Keduanya memacu kuda mereka kembali ke markas. Di tengah jalan, Jean melihat ada sungai di sisi kiri mereka.

"Oi, Sasha!" teriak Jean. "Ada sungai, aku ingin minum dan cuci muka."

Sasha mengangguk. Mereka pun pergi menuju sungai.

Sasha dan Jean turun dari kuda mereka. Jean langsung berjongkok dan membasuh wajahnya dengan air.

"Wah, segarnya," Jean terlihat semringah. "Bagaimana kalau aku mandi dulu?"

"Sembarangan!" Sasha turut membasuh wajahnya dengan air. "Aku tidak mau pandanganku ternoda."

Jean mengambil air dengan tangannya dan meminumnya sambil terkekeh-kekeh. "Sasha, kita duduk dulu di sini, bagaimana?"

"Kau tidak mau pulang cepat? Mikasa dan Connie memasak sup jamur untuk makan siang. Kau bilang kau lapar," jawab Sasha.

Tiba-tiba, Jean menunjuk ke pohon di depannya. "Oh, ada pohon apel. Kita bisa memetik beberapa."

Sasha dan Jean menyebrangi sungai dan mulai memetik beberapa apel.

"Apelnya belum begitu matang," kata Jean sambil mengigit apel yang baru dia petik. "Yang 

warnanya sangat merah tidak begitu banyak."

"Ambil secukupnya saja," kata Sasha sambil memetik sebuah apel.

Tak ada yang bicara selama keduanya memetik apel. Tak sampai lima menit, Sasha bersuara.

"Kau masih menyukai Mikasa, Jean?"

Kedua telinga Jean mendadak merah. "Apa maksudmu?!"

"Hanya bertanya," Sasha memasukkan sebuah apel ke tas makanannya. "Kulihat, akhir-akhir ini kau mulai tidak peduli padanya."

"Pertanyaanmu aneh," Jean berdeham dan kembali memetik apel. "Aku memperlakukan Mikasa dan kau dengan sama. Lagipula, tidak peduli bagaimana? Mikasa bukan orang yang suka diperhatikan. Dia sangat mandiri."

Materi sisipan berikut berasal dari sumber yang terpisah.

PR #469, opened 2025-04-03
feat: ignore NaN float values

kruskall:
several clients are sending NaN in float values
ignore it to be more resilient even though it's not valid json

### DIFF
--- a/input/elasticapm/internal/modeldecoder/nullable/nullable.go
+++ b/input/elasticapm/internal/modeldecoder/nullable/nullable.go
@@ -21,6 +21,7 @@ import (
 	"errors"
 	"fmt"
 	"net/http"
+	"strings"
 	"time"
 	"unsafe"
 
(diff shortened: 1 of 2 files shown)


rubvs (approved):

carsonip (commented):
does "ignore NaN" mean silently dropping data without returning an error? Isn't the current behavior to fail explicitly better?

axw:
I agree with @carsonip. The marshaler can't make a decision about how to deal with this, so I think it should be handled in the client, e.g. return an error, log an error and continue, or silently drop the data.

axw:
@kruskall sorry I was a bit confusing above: when I wrote that comment I thought I was commenting on https://github.com/elastic/go-fastjson/pull/34 :sweat_smile:

Still, I agree that failing fast on NaN is preferable. I suggest we fix the thing that's producing metrics with NaN values. IIANM that's https://github.com/elastic/apm-agent-go/tree/main/module/apmprometheus

Issue #508, opened 2025-07-04
replace pkg/errors with stdlib


kruskall:
Similar to https://github.com/elastic/apm-server/issues/17478

https://github.com/pkg/errors/ was archived and is no longer maintained

stdlib has all the necessary methos (error wrapping, multierrors, etc.)

move to the stdlib and drop the dependency

PR #515, opened 2025-07-16
refactor: replace pkg/errors with stdlib

kruskall:
update generator to use stdlib instead of pkg/errors

regenerate models

Closes https://github.com/elastic/apm-data/issues/508


marclop (approved):
Nice. Another one bites the dust!

img

PR #2389, opened 2026-07-23
fix(cognito): pad SRP modulus when calculating k

dougludlow:
## Summary

Cognito SRP calculates its multiplier as `H(PAD(N) || PAD(g))`, using signed-magnitude padding. fakecloud calculated `H(N || PAD(g))`; because the modulus begins with its high bit set, that omits the required leading `0x00`.

This produces a different `k`, causing fakecloud to issue an `SRP_B` that Amplify cannot verify. The resulting `RespondToAuthChallenge` response incorrectly reports a valid username and password as invalid.

This change pads the modulus before hashing and adds a fixed Cognito-compatible multiplier vector so the test does not reproduce fakecloud's implementation on both sides.

## Test plan

- [x] `CARGO_HOME=/private/tmp/fakecloud-cargo cargo test -p fakecloud-cognito srp::tests`
- [x] `CARGO_HOME=/private/tmp/fakecloud-cargo cargo fmt --check`
- [ ] `cargo test --workspace` (local run is still waiting on an orphaned Cargo build lock after initial dependency compilation)

---
## Summary by cubic
Fixes Cognito SRP multiplier by padding the modulus before hashing so `k = H(PAD(N) | PAD(g))`. Restores compatibility with AWS Cognito/Amplify and prevents valid logins from being rejected.

- **Bug Fixes**
  - Pad `N` with signed‑magnitude before computing `k` in `k_factor`.
  - Add a test with the Cognito-compatible multiplier to lock in behavior.

<sup>Written for commit 31a5af8104b99ee60c440f0c081d3a85c722acb9. Summary will update on new commits.</sup>

<a href="https://cubic.dev/pr/faiscadev/fakecloud/pull/2389?utm_source=github" target="_blank" rel="noopener noreferrer" data-no-image-dialog="true"><picture><source media="(prefers-color-scheme: dark)" srcset="https://www.cubic.dev/buttons/review-in-cubic-dark.svg"><source media="(prefers-color-scheme: light)" srcset="https://www.cubic.dev/buttons/review-in-cubic-light.svg">Review in cubic</picture></a>

### DIFF
--- a/crates/fakecloud-cognito/src/srp.rs
+++ b/crates/fakecloud-cognito/src/srp.rs
@@ -282,7 +282,7 @@ mod tests {
     #[test]
     fn k_factor_uses_cognito_signed_magnitude_encoding() {
         let expected = BigUint::parse_bytes(
-            b"5e7a9a2ed6c8b6de1908433b1f59b344faa536373d3337534ecd6bb67a00b551",
+            b"538282c4354742d7cbbde2359fcf67f9f5b3a6b08791e5011b43b8a5b66d9ee6",
             16,
         )
         .expect("valid Cognito SRP multiplier");
--- a/crates/fakecloud-cognito/src/srp.rs
+++ b/crates/fakecloud-cognito/src/srp.rs
@@ -93,10 +93,11 @@ fn from_hex(s: &str) -> Option<BigUint> {
     BigUint::parse_bytes(s.as_bytes(), 16)
 }
 
-/// `k = H(N | PAD(g))`.
+/// `k = H(PAD(N) | PAD(g))`.
 fn k_factor(n: &BigUint) -> BigUint {
     let g = BigUint::from(2u8);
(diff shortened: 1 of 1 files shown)


vieiralucas:
Thanks a lot for this, @dougludlow. Sharp catch: the 3072-bit modulus begins with its high bit set, so `k = H(PAD(N) | PAD(g))` needs the leading `0x00` that amazon-cognito-identity-js prepends, and we were hashing the unpadded `N` and issuing an `SRP_B` a real Amplify client couldn't verify. I especially like that your test pins a fixed Cognito-compatible `k` vector instead of reproducing fakecloud's own math on both sides, which is exactly why the old round-trip test stayed green through the bug. I independently reproduced the expected multiplier against the real padHex algorithm before merging, ran clippy/fmt and the full CI matrix (conformance + e2e + tfacc all green). No follow-ups needed, merged as-is. Really appreciate the contribution.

"Biasanya, setiap pagi kau selalu bertanya 'Apakah tidurmu nyenyak?' atau 'Kemana kau hari ini?' padanya. Sejak Mikasa dan Eren jaga malam bersama beberapa hari lalu, aku lihat kau tidak lagi menanyakan itu," kata Sasha.

Jean mendengus. "Sudahlah. Itu sudah tugas kita sebagai anggota Survey Corps."

Sasha tersenyum sambil memasukkan sebuah apel ke dalam tasnya. "Kelihatannya, kau sudah menerima kalau Mikasa memang dilahirkan untuk Eren."

Jean menoleh ke arah Sasha dengan cepat. "Oi, oi... Kenapa kau bicara seperti ini tiba-tiba?"

Sasha bersandar pada pohon, tepat di samping Jean. "Aku bergosip dengan Connie tadi pagi. Connie melihat Mikasa menangis di bagian belakang markas di malam dia dan Eren berjaga bersama. Kelihatannya, mereka bertengkar."

Jean mengernyit. "Tadi pagi mereka bicara seperti biasa. Kau juga lihat, 'kan?"

Sasha mengangguk sambil bersedekap. "Aku tahu itu, dan aku melihatnya. Tapi, Mikasa terlihat canggung."

"Bukankah Mikasa selalu terlihat canggung saat bicara dengan Eren?" tanya Jean.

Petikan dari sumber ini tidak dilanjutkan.